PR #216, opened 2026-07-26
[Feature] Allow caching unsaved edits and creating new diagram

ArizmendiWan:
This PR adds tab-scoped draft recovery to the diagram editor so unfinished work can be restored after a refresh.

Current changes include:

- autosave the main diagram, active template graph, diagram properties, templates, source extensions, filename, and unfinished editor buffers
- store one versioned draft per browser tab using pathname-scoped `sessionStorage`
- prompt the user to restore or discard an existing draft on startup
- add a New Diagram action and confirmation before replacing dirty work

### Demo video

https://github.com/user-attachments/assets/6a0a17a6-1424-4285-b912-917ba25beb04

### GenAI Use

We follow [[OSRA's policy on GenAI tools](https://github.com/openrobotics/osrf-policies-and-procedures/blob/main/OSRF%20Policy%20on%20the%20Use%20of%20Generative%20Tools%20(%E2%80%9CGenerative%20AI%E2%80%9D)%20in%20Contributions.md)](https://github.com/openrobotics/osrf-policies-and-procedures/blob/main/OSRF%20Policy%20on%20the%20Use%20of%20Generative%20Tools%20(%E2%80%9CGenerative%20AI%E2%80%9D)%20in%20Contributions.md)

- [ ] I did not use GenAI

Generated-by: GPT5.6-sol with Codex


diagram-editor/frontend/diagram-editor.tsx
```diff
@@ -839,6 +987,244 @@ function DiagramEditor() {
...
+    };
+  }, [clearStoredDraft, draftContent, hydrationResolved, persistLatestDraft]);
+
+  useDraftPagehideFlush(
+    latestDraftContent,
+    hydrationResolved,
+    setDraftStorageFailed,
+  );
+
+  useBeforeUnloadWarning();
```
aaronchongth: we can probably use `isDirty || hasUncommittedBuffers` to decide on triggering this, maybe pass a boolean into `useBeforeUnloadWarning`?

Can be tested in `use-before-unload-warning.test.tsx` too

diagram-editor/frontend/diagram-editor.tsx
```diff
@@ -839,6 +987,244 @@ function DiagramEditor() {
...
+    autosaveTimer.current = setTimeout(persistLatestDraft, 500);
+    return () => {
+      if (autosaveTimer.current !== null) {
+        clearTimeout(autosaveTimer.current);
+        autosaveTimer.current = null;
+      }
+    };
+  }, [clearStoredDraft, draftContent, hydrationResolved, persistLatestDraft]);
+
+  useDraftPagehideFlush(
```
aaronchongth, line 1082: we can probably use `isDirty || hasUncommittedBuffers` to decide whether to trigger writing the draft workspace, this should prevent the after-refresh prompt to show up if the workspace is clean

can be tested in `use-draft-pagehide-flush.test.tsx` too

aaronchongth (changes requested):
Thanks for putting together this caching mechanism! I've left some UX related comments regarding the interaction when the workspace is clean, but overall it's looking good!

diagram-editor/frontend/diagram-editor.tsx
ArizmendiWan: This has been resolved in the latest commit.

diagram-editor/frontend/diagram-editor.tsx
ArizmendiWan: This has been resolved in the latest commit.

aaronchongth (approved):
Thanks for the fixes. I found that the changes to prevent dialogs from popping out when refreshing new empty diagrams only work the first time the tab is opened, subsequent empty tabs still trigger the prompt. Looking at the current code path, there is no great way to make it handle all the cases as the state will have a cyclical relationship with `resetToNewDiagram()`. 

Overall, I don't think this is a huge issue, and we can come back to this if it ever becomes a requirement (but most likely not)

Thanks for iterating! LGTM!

────────────────────────────────────────

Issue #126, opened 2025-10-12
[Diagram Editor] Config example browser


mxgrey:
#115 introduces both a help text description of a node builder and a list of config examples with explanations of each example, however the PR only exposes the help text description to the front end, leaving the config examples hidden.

────────────────────────────────────────

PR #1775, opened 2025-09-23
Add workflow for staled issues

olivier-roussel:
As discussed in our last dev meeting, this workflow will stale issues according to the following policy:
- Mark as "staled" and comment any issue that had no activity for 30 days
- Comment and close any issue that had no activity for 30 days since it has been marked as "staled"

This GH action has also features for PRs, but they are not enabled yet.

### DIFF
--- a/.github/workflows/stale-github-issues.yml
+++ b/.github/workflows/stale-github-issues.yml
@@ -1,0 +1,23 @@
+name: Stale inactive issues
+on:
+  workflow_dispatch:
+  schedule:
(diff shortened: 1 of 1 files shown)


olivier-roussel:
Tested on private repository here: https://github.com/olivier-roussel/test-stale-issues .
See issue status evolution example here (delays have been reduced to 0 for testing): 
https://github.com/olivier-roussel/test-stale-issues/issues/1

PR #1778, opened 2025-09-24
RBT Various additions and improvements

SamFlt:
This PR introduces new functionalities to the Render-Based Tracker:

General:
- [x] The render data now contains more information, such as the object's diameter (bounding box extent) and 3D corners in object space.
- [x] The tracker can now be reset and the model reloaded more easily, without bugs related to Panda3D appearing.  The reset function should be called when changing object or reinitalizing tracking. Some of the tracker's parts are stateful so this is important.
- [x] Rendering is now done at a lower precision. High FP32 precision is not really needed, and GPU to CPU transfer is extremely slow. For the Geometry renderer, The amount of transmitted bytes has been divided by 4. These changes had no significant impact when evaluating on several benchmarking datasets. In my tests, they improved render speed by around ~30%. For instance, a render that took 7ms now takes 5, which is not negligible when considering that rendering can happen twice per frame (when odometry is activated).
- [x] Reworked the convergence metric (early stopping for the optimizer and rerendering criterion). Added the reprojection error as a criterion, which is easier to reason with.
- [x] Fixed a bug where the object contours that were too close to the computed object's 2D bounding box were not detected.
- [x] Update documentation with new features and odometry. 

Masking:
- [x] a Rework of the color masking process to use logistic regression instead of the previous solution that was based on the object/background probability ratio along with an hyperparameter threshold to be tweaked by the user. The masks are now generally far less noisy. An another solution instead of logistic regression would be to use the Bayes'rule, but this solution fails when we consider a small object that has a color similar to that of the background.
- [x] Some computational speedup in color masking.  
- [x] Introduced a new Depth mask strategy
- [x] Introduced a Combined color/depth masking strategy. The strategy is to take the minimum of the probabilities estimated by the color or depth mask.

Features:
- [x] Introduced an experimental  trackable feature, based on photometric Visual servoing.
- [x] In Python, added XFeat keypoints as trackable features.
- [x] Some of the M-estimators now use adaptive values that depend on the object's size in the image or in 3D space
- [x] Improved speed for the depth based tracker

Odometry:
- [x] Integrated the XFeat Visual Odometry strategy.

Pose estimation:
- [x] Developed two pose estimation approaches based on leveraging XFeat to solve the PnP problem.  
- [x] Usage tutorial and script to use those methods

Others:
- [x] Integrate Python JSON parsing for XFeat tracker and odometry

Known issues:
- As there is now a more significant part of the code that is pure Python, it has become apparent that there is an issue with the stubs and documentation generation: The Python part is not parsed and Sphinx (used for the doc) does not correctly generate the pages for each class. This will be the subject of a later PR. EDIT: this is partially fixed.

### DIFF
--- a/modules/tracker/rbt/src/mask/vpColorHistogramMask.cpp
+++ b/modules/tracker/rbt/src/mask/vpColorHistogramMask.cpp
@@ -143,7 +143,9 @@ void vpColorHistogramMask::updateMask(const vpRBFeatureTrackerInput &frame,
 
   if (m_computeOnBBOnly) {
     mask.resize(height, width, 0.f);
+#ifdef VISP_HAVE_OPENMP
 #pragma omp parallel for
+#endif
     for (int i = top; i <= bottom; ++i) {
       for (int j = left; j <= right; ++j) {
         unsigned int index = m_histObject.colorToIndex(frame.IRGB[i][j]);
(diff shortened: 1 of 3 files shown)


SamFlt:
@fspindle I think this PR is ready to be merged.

────────────────────────────────────────

EXERCISE
Repeat the entries above verbatim, but only from the line that has "and comment any" down to the line that has "- [x] The render", inclusive.

RESPONSE BOX
- Mark as "staled" and comment any issue that had no activity for 30 days
- Comment and close any issue that had no activity for 30 days since it has been marked as "staled"

This GH action has also features for PRs, but they are not enabled yet.

### DIFF
--- a/.github/workflows/stale-github-issues.yml
+++ b/.github/workflows/stale-github-issues.yml
@@ -1,0 +1,23 @@
+name: Stale inactive issues
+on:
+  workflow_dispatch:
+  schedule:
(diff shortened: 1 of 1 files shown)


olivier-roussel:
Tested on private repository here: https://github.com/olivier-roussel/test-stale-issues .
See issue status evolution example here (delays have been reduced to 0 for testing): 
https://github.com/olivier-roussel/test-stale-issues/issues/1

PR #1778, opened 2025-09-24
RBT Various additions and improvements

SamFlt:
This PR introduces new functionalities to the Render-Based Tracker:

General:
- [x] The render data now contains more information, such as the object's diameter (bounding box extent) and 3D corners in object space.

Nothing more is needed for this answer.